Building the largest container port in the world is a major challenge for “occasional client” Abu Dhabi Ports Company. Marissa Lynch reports.

The Khalifa Port and Industrial Zone goes beyond the title of one of the largest port developments in the region. Once complete it will be two-thirds the size of Singapore, cost £4.4bn and deliver an environmental protection plan aimed at impressing the staunchest of environmentalists.

For the first stage of the project the Khalifa Port & Industrial zone will encompass 51km2, but by the close of the second stage, the industrial area will be stretched out to 370km2.

Already, a huge amount of land reclamation has been carried out to create the port island, and to level the land for the first phase of the industrial zone.

In total, 45M.m3 of earth was dredged and used for the land reclamation.

World’s largest

Port developer Abu Dhabi Ports Company (ADPC) wants the port to be the world’s largest by 2030. When the project is complete at the end of 2012, annual capacity is expected to reach 2M TEU containers a year plus 12M.t of cargo, while it has projected 15M TEU containers a year by 2030, with 35M.t of cargo.

The Kizad (Khalifa Industrial Zone Abu Dhabi) development as it is known is located halfway between Abu Dhabi and Dubai. It has engaged some of the biggest global names in construction and engineering from to help complete the project.

The man behind the huge development is ADPC chief executive and former Laing O’Rourke chief executive Tony Douglas.

Douglas’ mantra is a simple one. “Do everything with a bit of fun. It’s a beautiful day, the sun is shining,” he says.

But as he slams his fists on the table with a wry smile and proclaims, “we will finish in time”, you begin to see it’s more about intricate management of the process than fun.

As former Heathrow Airport chief executive, and the force behind the delivery of Terminal 5 at Heathrow, Douglas is no stranger to huge projects.

“Occasional” client

But he says the devil has been in the detail, and changing the mindset of ADPC as an “occasional” client has been the biggest challenge.

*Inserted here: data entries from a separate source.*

PR #4317, opened 2022-03-04
Docker in docker implementation

joachimhgg:
## Docker-in-docker implementation

**State of the project**

Testing project location: `https://github.com/cyberbotics/syllabus/blob/main/test/sensors`

when putting the tag docker to false in config, the sensor's controller is able to start in its docker.
command example return by `WbController.cpp`: 
`docker run --network none -v /tmp/webots_13_837357824:/tmp/webots_13_837357824 -e WEBOTS_SERVER=/tmp/webots_13_837357824 -e WEBOTS_ROBOT_ID=496 sha256:faabb422f74a54602577f356eaf70736dcc53dc0824fa84260c5dc8c218d4aab`

To run a docker in docker we need:
- Docker installation on the docker via [this Dockerfile](https://github.com/cyberbotics/syllabus/blob/main/test/sensors/Dockerfile) and a bash script wrapDocker (does not seem needed?). The installation of docker is [obsolete](https://github.com/jpetazzo/dind) so should be taken carefully. Even so, this solution install docker successfully. Another solution, maybe cleaner, would have been to build the webots image from the [dind image](https://hub.docker.com/_/docker/). We should add this image of Webots+docker to dockerHub.

- As soon as the docker image of the project is built, you can get the image id (`docker ps`), go inside the docker with `docker exec -it 140675378930304_webots_1 /bin/bash` and run (inside the docker), for example `docker version` to confirm the installation of docker in the docker. Then, when starting the sensor simulation, you can run `docker images` to see that docker built correctly the controller's docker.

- As mention in this [useful reading](https://itnext.io/docker-in-docker-521958d34efd), to access to the images of the project's docker, you need to share the same daemon host by adding the volume `/var/run/docker.sock:/var/run/docker.sock`. To do so, I introduced a new docker-compose.yml called `docker-compose-competition.yml` that you can find in this PR. To select it, you need to add the keyword `DockerCompose:competition` in the `webots.yml`.

**Result**

The docker image of the controller is built, but when docker run is failing due to:
`socket connect() failed for /tmp/webots_13_837357824, errno=111`
Maybe because the `/tmp/webots_13_837357824` is root in the controller's docker, because of wrong docker run arguments, or maybe because of open port issues.
For the latter, I passed the Webots's port to the controller's docker, but it did not work.


omichel:
I believe docker-in-docker is not a good idea as it pose a [number of problems](https://stackoverflow.com/a/33003273/810268) which we want to avoid:
1. It does not cooperate well with Linux Security Modules (LSM).
2. It creates a mismatch in file systems that creates problems for the containers created inside parent containers.

Instead, I believe it would be better to modify Webots running in its own docker to ask the simulation server to start controllers as extern controllers in sibling dockers. Basically, the simulation server would act as a proxy for Webots to launch controllers in dockers.

omichel:
I believe docker-in-docker is not a good idea as it pose a [number of problems](https://stackoverflow.com/a/33003273/810268) which we want to avoid:
1. It does not cooperate well with Linux Security Modules (LSM).
2. It creates a mismatch in file systems that creates problems for the containers created inside parent containers.

Instead, I believe it would be better to modify Webots running in its own docker to ask the simulation server to start controllers as extern controllers in sibling dockers. Basically, the simulation server would act as a proxy for Webots to launch controllers in dockers.

Issue #4312, opened 2022-03-03
Setting invalid mesh (using a remote url) crashes Webots


ad-daniel:
**Describe the Bug**
Setting an invalid remote mesh (ex: `http://asd`) in **debug mode** results in [this](https://github.com/cyberbotics/webots/blob/4acda886887a9a436b857d01f4b0c405adddfdcd/src/webots/nodes/utils/WbDownloader.cpp#L103) assert being triggered. In release-mode it doesn't crash, but still if the flag triggers it means a regression was introduced.

**Steps to Reproduce**
1. Add a Shape with a Mesh geometry
2. Set `http://asd` as url of the mesh
3. Webots crashes

I think it's related to something I've been dealing with lately, which is that whenever a change is done to a url field, the corresponding slot (`updateUrl`) is called twice instead of just once. I think the second call is what triggers the assert but I'm not sure yet.

ad-daniel:
It's not just the `url` field, `name`, `ccw` and `materialIndex` also trigger twice (both on master and develop)

ad-daniel:
The multiple firings is due to the fact that in my simulation the mesh was also used as bounding object, hence when any of these fields triggers for the DEF node, it also triggers for the USE ones. Removing the bounding object didn't solve the primary issue of the assert being triggered, so the multiple firings wasn't the cause.

ad-daniel:
The issue stems [here](https://github.com/cyberbotics/webots/blob/54593fe6e37c46973d060bf08d76b9dd248bba9e/src/webots/nodes/utils/WbDownloader.cpp#L114-L122).
Basically what happens is:
- when the url changes the download starts and finishes immediately
- since the url is invalid the condition above kicks in, which triggers a new download (which since `mOffline` is set to true will download from the cache instead from the net)
- the second time the download fails again because the file isn't available on the cache either, but we don't enter anymore in this condition anymore since the flag `mOffline` is set to true after the first failure
- since no early abort occurs this time, the rest of the `finished` function is executed hence triggering the assert since `mNetworkReply` is no longer NULL after the first attempt.

On one side we don't want to endlessly attempt to download, but on the other side it seems unavoidable that this assert will trigger for an invalid url, which begs the question if we should keep it. The presence of the assert is justified, and if we just ignore it we introduce a memory leak (since we overwrite `mNetworkReply` right after the assert). According to the docs:

[...]

PR #4318, opened 2022-03-04
Fix download of invalid url

ad-daniel:
**Description**
Fixes https://github.com/cyberbotics/webots/issues/4312 (more details about the issue available here).

As far as I can see, this is the cleanest approach (I could think of) to keep the assert while preventing a memory leak. Basically we trigger the second download only after the reply of the first has been properly destroyed. I'm open to better solutions though, if there's better ways.


omichel (approved):
That looks good to me.
Thank you.

PR #4334, opened 2022-03-11
Enhancement toolbar min size

BenjaminDeleze:
Add a basic mechanism to ensure that the toolbar looks fine on resize

### DIFF
--- a/resources/web/wwi/Toolbar.js
+++ b/resources/web/wwi/Toolbar.js
@@ -10,7 +10,7 @@ export default class Toolbar {
     this._view = view;
     this.type = type;
     this.parentNode = parentNode;
-    this.size = 0;
+    this.width = 0;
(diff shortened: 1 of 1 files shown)


resources/web/wwi/Toolbar.js
```diff
@@ -10,13 +10,17 @@ export default class Toolbar {
     this._view = view;
     this.type = type;
     this.parentNode = parentNode;
+    this.size = 0;
```
omichel, line 13: Using `width` instead of `size` would be more precise, isn't it?
```suggestion
    this.width= 0;
```

omichel: Or even better `minWidth`?

omichel (approved):
Thank you.

PR #5744, opened 2023-01-16
Use pycodestyle instead of pep8

ad-daniel:
**Description**

According to the [package](https://pypi.org/project/pycodestyle/) info:
> This package used to be called pep8 but was renamed to pycodestyle to reduce confusion.

The change was already done in webots_ros2 and urdf2webots, but not here.

After the change, several other failures were detected, likely because the pep8 packages hasn't been updated since the change

### DIFF
--- a/lib/controller/python/controller/__init__.py
+++ b/lib/controller/python/controller/__init__.py
@@ -49,8 +49,8 @@ from controller.joystick import Joystick                       # noqa
 from controller.motion import Motion                           # noqa
 
 __all__ = [
-    Field, Node, ContactPoint, AnsiCodes, Accelerometer, Altimeter, Brake, Camera, CameraRecognitionObject, Compass, Connector,
-    Display, DistanceSensor, Emitter, GPS, Gyro, InertialUnit, LED, Lidar, LidarPoint, LightSensor, Motor, PositionSensor,
-    Radar, RadarTarget, RangeFinder, Receiver, Robot, Skin, Speaker, Supervisor, TouchSensor, Keyboard, Mouse, MouseState,
-    Joystick, Motion
+    Accelerometer, Altimeter, AnsiCodes, Brake, Camera, CameraRecognitionObject, Compass, Connector, ContactPoint, Display,
+    DistanceSensor, Emitter, Field, GPS, Gyro, InertialUnit, Joystick, Keyboard, LED, Lidar, LidarPoint, LightSensor, Motion,
+    Motor, Mouse, MouseState, Node, PositionSensor, Radar, RadarTarget, RangeFinder, Receiver, Robot, Skin, Speaker,
+    Supervisor, TouchSensor
 ]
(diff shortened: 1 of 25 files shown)


resources/sumo_exporter/crossroad.py
```diff
@@ -24,25 +24,20 @@ def __init__(self, crossroadType):
...
-        except:
-            self.rotation = [0.0, 0.0, 1.0, 0.0]
-        try:
-            self.connectedRoadIDs = [x.replace('"', '') for x in re.findall(r'connectedRoadIDs\s*\[([^\]]*)\]',
-                                                                            wbtString)[0].split()]
-        except:
-            pass
+
+        id = re.findall(r'id\s*"([^"]*)"', wbtString)
+        self.id = id[0] if not id else self.id
```
stefaniapedrazzi, line 29: This seems wrong, shouldn't be
```suggestion
        self.id = id[0] if id else self.id
```

The same wrong conditional is also used in the following lines for `translation`, `rotation`, `connectedRoadIDs`, `roadNumber` and `roadsWidth`.
And in the changes to `resources/sumo_exporter/road.py` file aiming at removing the `try/except` blocks.

stefaniapedrazzi (changes requested):

resources/sumo_exporter/crossroad.py
ad-daniel: yes definitely, got it backwards :cry:

ad-daniel: ops, you're right I got it backwards

stefaniapedrazzi (approved):
Thank you!
It seems that the tests didn't start, but everything seems fine now.

ad-daniel:
when adding the test on the webots_ros2 repo it complained about the issues in the libcontroller. I noticed that we didn't check sources of the libcontroller on the webots side, since we have the new python API we should. I'll make a few tests and put it back to ready for review when done

lib/controller/python/controller/__init__.py
```diff
@@ -47,3 +47,10 @@
 from controller.mouse import MouseState                        # noqa
 from controller.joystick import Joystick                       # noqa
 from controller.motion import Motion                           # noqa
+
+__all__ = [
+    Field, Node, ContactPoint, AnsiCodes, Accelerometer, Altimeter, Brake, Camera, CameraRecognitionObject, Compass, Connector,
+    Display, DistanceSensor, Emitter, GPS, Gyro, InertialUnit, LED, Lidar, LidarPoint, LightSensor, Motor, PositionSensor,
+    Radar, RadarTarget, RangeFinder, Receiver, Robot, Skin, Speaker, Supervisor, TouchSensor, Keyboard, Mouse, MouseState,
+    Joystick, Motion
```
stefaniapedrazzi, line 55: What order did you use to list the classes?
I would rather use the alphabetical order to make this list cleaner.

stefaniapedrazzi (commented):
Everything seems fine.
I just have one comment.

lib/controller/python/controller/__init__.py
ad-daniel: I've used the order as they appear in the imports above

stefaniapedrazzi (approved):
Thank you!

PR #5749, opened 2023-01-18
Enhancement get rid of proto list for webotsjs

BenjaminDeleze:
Remove the use of the proto-list.xml in the web proto viewer to retrieve:
- the documentation
- the nodes that can be inserted in others.

Instead we are using the webots.cloud DB:
- When adding a node to webots.cloud, we retrieve all the necessary information (license, descriptions, base_type, slot_type,...) and we add them in the DB (works also on update)
- When we want to generate a `.md` for the documentation from a proto, we can retrieve the information with one query instead of loading and manipulating the huge `proto-list.xml`.
- When we want to populate the addNodeWindow, we send also just one query that will return only the nodes that can be inserted. The only check that we do on the webotsJS side it the filtering from the `Find:` field. As we need to redo it every time the user types a letter it is better to do it on the js side instead to do multiple queries.
- This system natively supports protos inserted by users.

The drawback is that its add a dependency on webots.cloud. However we would have had it anyway as we had to move the proto-list to webots.cloud.


ad-daniel (changes requested):
Thank you, I found a couple of regressions

- The change breaks slot insertion (tinkerbots), no nodes show up in the list
- For some reason the icons are broken sometimes, when using this PROTO:
```
#VRML_SIM R2023b utf8

EXTERNPROTO "https://raw.githubusercontent.com/cyberbotics/webots/develop/projects/objects/balls/protos/Ball.proto"

PROTO TestProto [
  field MFNode extension [Ball{}]
]
{
  Group {
    children IS extension
  }
}
```
the list is populated correctly but it searches the icons in your sandbox repo
- I believe a couple appearances (GenericTireAppearance, GenericDoorAppearance) and geometries (all) that should appear, no longer do. Can use a PROTO like this to see it:
```
#VRML_SIM R2023b utf8

EXTERNPROTO "https://raw.githubusercontent.com/cyberbotics/webots/develop/projects/objects/balls/protos/Ball.proto"

PROTO TestProto [
  field SFNode app NULL
  fielf SFNode geo NULL
]
{
  Shape {
    appearance IS app
    geometry IS geo
  }
}

```

BenjaminDeleze:
> * The change breaks slot insertion (tinkerbots), no nodes show up in the list

And 

> * I believe a couple appearances (GenericTireAppearance, GenericDoorAppearance) and geometries (all) that should appear, no longer do. Can use a PROTO like this to see it:

It is normal as the tinkerbots nodes, the geometries and so on are not yet on webots.cloud

> * the list is populated correctly but it searches the icons in your sandbox repo

Some protos present on webots.cloud are in my sandbox repo, so it is normal that it tries to look in my sandbox for the corresponding icons.

ad-daniel (approved):

PR #5750, opened 2023-01-18
Cleanup web proto viewer

BenjaminDeleze:
ditto


resources/web/wwi/ProtoManager.js
```diff
@@ -29,7 +29,7 @@ export default class ProtoManager {
       // generate list of exposed parameters (that will be tied to interface elements)
       for (const [parameterName, parameter] of this.proto.parameters) {
         parameter._view = this.#view;
-        this.exposedParameters.set(parameterName, parameter); // TODO: change key to parameter id ?
+        this.exposedParameters.set(parameterName, parameter);
```
ad-daniel, line 32: I might be wrong but I believe we don't use this anymore since we allow to edit sub-proto from the interface, so as long as `this.proto` is set to the root prior to populating the window (might be the case already) this shouldn't be needed

resources/web/wwi/protoVisualizer/Parameter.js
```diff
@@ -211,7 +210,6 @@ export default class Parameter {
         const action = {};
         action['id'] = this.node.id;
         action[this.name] = this.value.toJson();
-        console.log('setPose', action);
         view.x3dScene.applyPose(action);
```
ad-daniel, line 213: I think we should finally rename the apply pose function as we use it for anything now, something like `applyAction` perhaps?

resources/web/wwi/protoVisualizer/Vrml.js
```diff
@@ -381,7 +381,7 @@ export class SFNode extends SingleValue {
 
     // handle exceptions
     if (this.value.name === 'ImageTexture')
-      nodeX3d.setAttribute('role', parameterName.slice(0, -3)); // TODO: rename on the JS side so it matches the field name?
+      nodeX3d.setAttribute('role', parameterName.slice(0, -3));
```
ad-daniel, line 384: Can't we address this? If I remember right, the role of `baseColorMap` is called `baseColor` on the js side. I believe all other roles match the field name. Unless it breaks backwards compatibility or something

resources/web/wwi/test.html
```diff
@@ -1,136 +0,0 @@
-<!DOCTYPE html>
-
-<style>
```
ad-daniel, line 3: perhaps it isn't a good idea, but can't we have a default html included in the repository (but which we don't include in the distro)?
Otherwise every time we want to debug/test something locally we need to create one

ad-daniel (changes requested):
Just a few comments

ad-daniel (approved):
Thank you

“There are a few different types of client. There’s the procurer client, which really knows what it is doing and there’s also an occasional client like ADPC, which has never done this before.

Project manager Bechtel, is ensuring all the pieces and the multitude of companies on site work towards the same timescale to achieve the ambitious deadlines.

“The amount of reclamation to bring the seabed up is something I’ve not seen before ”

Peter Marvin, ADPC

 

Managing the process has been a challenge for Bechtel vice president and project manager Amjad Bangash, but he is completely confident about the work Bechtel has done on site.

“I don’t think there is any chance we are not going to deliver. We will deliver and it will be on time,” he says.
ADPC senior vice president Peter Marvin says the biggest challenge has been working around what he calls “sensitive neighbours”.

“I guess working immediately adjacent to one of the Gulf’s major coral reefs ranks up there,” he says. “On the other side there is the Taweelah power station and the newly constructed Dolphin gas pipeline connecting Abu Dhabi and Qatar. There has been a huge amount of dredging with very, very sensitive neighbours.”

The coral reef presented a major challenge. “This involved moving the port island offshore so that it didn’t touch the reef. The amount of reclamation to bring seabed up, and the environmental breakwater is something I’ve not seen before and more than 800M dirham (£134M) was dedicated to it.”